> _Work instructions_:
Here is a block of entries. Write out its lines exactly, from the first through the one containing "Similar to reducers, each".

> _Dataset entries_:
* * * *
Issue #3513, opened 2025-10-28
Procedures: Rust client SDK invocation interface


gefjon:
Extend the Rust client SDK and codegen to be able to invoke procedures as `async` functions and then `await` their results. Then create tickets to do the same in C#, TypeScript and Unreal client SDKs.

PR #3532, opened 2025-10-30
Add Rust client SDK bindings for calling procedures

gefjon:
# Description of Changes

This commit adds support to the Rust client SDK for calling procedures.

Similar to reducers, each `DbContext` implementor has a `pub procedures: RemoteProcedures` field, with methods provided by extension traits for each procedure.

Unlike reducers, the provided methods are invoke and invoke-then. Invoke-then takes a `FnOnce` callback to run
when the SDK is notified of the procedure's termination status, while invoke ignores that notification.
No mechanism is provided for observing procedures invoked by other clients.

Procedure callbacks are implemented by storing a map from `request_id` to `ProcedureCallback`, with the callback closure internally knowing how to deserialize the return value. It's mildly unfortunate to deserialize within the callback instead of on the preprocess background task, but it saves significant complexity.

This commit also adds a new sdk-test module, `sdk-test-procedures`, and a new Rust test client, `procedure-client`.
Together, these are used in two tests of invoking and observing procedures. I've left TODOs for other tests that we should write as we implement additional procedure features.

I also had to fix a few minor bugs in the Rust codegen which were not strictly related to procedures: we previously assumed that the sets of reducers and of tables were non-empty, which led to wonky invalid codegen on modules which did not define any reducers or which did not define any tables.

I'm sneaking a change to the Nix flake into this PR as well - when initially writing it I had included `cargoArtifacts` (the pre-built and cached dependencies of our actual builds) in its `packages`, but that was neither necessary or useful, and just made building the shell take a long time after dependency changes.

Breaks the internal interface between the Rust client SDK and codegen, so users will have to re-run `spacetime generate`.

2-ish? Pretty simple change to the Rust SDK overall.

# Testing

- [x] Added new automated integration tests exercising the new functionality.

### DIFF
--- a/flake.nix
+++ b/flake.nix
@@ -168,7 +168,6 @@
             packages = [
               rustStable
               rustNightly
-              cargoArtifacts
               pkgs.cargo-insta
             ];
           };


gefjon:
Closes #3513

crates/codegen/src/rust.rs
```diff
@@ -487,6 +488,108 @@ impl {set_reducer_flags_trait} for super::SetReducerFlags {{
...
+        let mut arg_names_list = String::new();
+        for (arg_ident, arg_ty) in &procedure.params_for_generate.elements[..] {
+            arg_types_ref_list += "&";
+            write_type(module, &mut arg_types_ref_list, arg_ty).unwrap();
+            arg_types_ref_list += ", ";
+
+            let arg_name = arg_ident.deref().to_case(Case::Snake);
+            arg_names_list += &arg_name;
+            arg_names_list += ", ";
+        }
```
Centril: Feels like this could be shared with reducers?

modules/sdk-test-procedure/README.md
```diff
@@ -0,0 +1,13 @@
+# `sdk-test-procedure` *Rust* test
+
+This module tests that our client SDKs can invoke procedures and observe their return values.
+
+It is separate from [`sdk-test`](../sdk-test) because module library support for procedures across languages is was not yet universal as of writing (pgoldman 2025-10-30), and so it was not possible to implement this module in [TypeScript](../sdk-test-ts) and [C#](../sdk-test-cs).
```
Centril, line 5: Is the plan to merge them later?

sdks/rust/src/db_connection.rs
```diff
@@ -467,6 +480,32 @@ impl<M: SpacetimeModule> DbContextImpl<M> {
                     .call_reducer_flags
                     .set_flags(reducer_name, flags);
             }
+            PendingMutation::InvokeProcedureWithCallback {
+                procedure,
+                args,
+                callback,
+            } => {
+                let request_id = next_request_id();
```
Centril: Should we do this for reducer calls too?

sdks/rust/src/db_connection.rs
```diff
@@ -467,6 +480,32 @@ impl<M: SpacetimeModule> DbContextImpl<M> {
...
+                    flags: ws::CallProcedureFlags::Default,
+                });
+                self.send_chan
+                    .lock()
+                    .unwrap()
+                    .as_mut()
+                    .ok_or(crate::Error::Disconnected)?
+                    .unbounded_send(msg)
+                    .expect("Unable to send procedure call message: WS sender loop has dropped its recv channel");
+            }
```
Centril: Structurally this is similar to `CallReducer`, so reading this code next to that code would be helpful when trying to understand/contrast/compare. If you could move it right before/after that variant that would be great.

sdks/rust/src/db_connection.rs
gefjon: We don't have a use for it for reducer calls. I'll add a comment to the reducer call path describing how and why we don't bother.

modules/sdk-test-procedure/README.md
gefjon: Not particularly. We could, but I don't feel strongly about it.

PR #3498, opened 2025-10-27
WASM host execution for procedures

gefjon:
# Description of Changes

This commit builds support for executing procedures in WASM modules. This includes an HTTP endpoint, `/v1/database/:name_or_address/procedure/:name POST`, as well as an extension to the WS protocol. These new APIs are not wired up to the CLI or SDKs, but I have manually tested the HTTP endpoint via `curl`. The new WS extensions are completely untested.

Several TODOs are scattered throughout the new code, most notably for sensibly tracking procedure execution time in the metrics.

I also expect that we will want to remove the `procedure_sleep_until` syscall and the `ProcedureContext::sleep_until` method prior to release.

# API and ABI breaking changes

Adds new APIs and ABIs.

# Expected complexity level and risk

3? 4? Unlikely to break existing stuff, 'cause it's mostly additive, but adds plenty of potentially-fragile new stuff. Notably is the first time we're doing anything actually `async`hronous on a database core Tokio worker, and we don't yet have strong evidence of how that will affect reducer execution.

# Testing

- [x] Manually published `modules/module-test` and executed procedures with the following `curl` invocations:
  - `curl -X POST -H "Content-Type:application/json" -d '[]' http://localhost:3000/v1/database/module-test/procedure/sleep_one_second`
  -  `curl -X POST -H "Content-Type:application/json" -d '[1223]' http://localhost:3000/v1/database/module-test/procedure/return_value`
- [x] Need to write automated tests.

PR #3537, opened 2025-10-30
Update C# client-api bindings

gefjon:
# Description of Changes

Following #3498 , run the `gen-client-api.sh` tool to fix one of the non-required CI checks.

N/a

1

# Testing

Automated testing is fine.


bfops:
The unity testsuite is passing here, so this PR seems to fix it as desired. I'm merging this.

PR #3539, opened 2025-10-30
Moves pnpm generate scripts into rust tools scripts

cloutiertyler:
# Description of Changes

This PR removes some bash commands from the various `pnpm generate` scripts, and instead moves them into Rust scripts. It also adds module bindings for the example typescript template clients which should be in there anyway, so that we can test the template clients without running `spacetime init`.

None

2

# Testing
- [x] I ran all the Rust code. You can confirm that the generated files are correct by running `pnpm generate` in the root.


crates/bindings-typescript/examples/basic-react/package.json
```diff
@@ -7,13 +7,15 @@
     "dev": "vite",
     "build": "tsc -b && vite build",
     "preview": "vite preview",
-    "local": "spacetime publish --project-path spacetimedb --server local && spacetime generate --lang typescript --out-dir src/module_bindings --project-path spacetimedb",
-    "deploy": "spacetime publish --project-path spacetimedb && spacetime generate --lang typescript --out-dir src/module_bindings --project-path spacetimedb"
+    "generate": "cargo run -p gen-bindings -- --out-dir src/module_bindings --project-path ../../../cli/templates/basic-typescript/server && prettier --write src/module_bindings",
+    "spacetime:generate": "spacetime generate --lang typescript --out-dir src/module_bindings --project-path spacetimedb",
+    "spacetime:publish:local": "spacetime publish --project-path server --server local",
+    "spacetime:publish": "spacetime publish --project-path server --server testnet"
```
* * * *
> _Answer to this exercise_:
Issue #3513, opened 2025-10-28
Procedures: Rust client SDK invocation interface


gefjon:
Extend the Rust client SDK and codegen to be able to invoke procedures as `async` functions and then `await` their results. Then create tickets to do the same in C#, TypeScript and Unreal client SDKs.

PR #3532, opened 2025-10-30
Add Rust client SDK bindings for calling procedures

gefjon:
# Description of Changes

This commit adds support to the Rust client SDK for calling procedures.

Similar to reducers, each `DbContext` implementor has a `pub procedures: RemoteProcedures` field, with methods provided by extension traits for each procedure.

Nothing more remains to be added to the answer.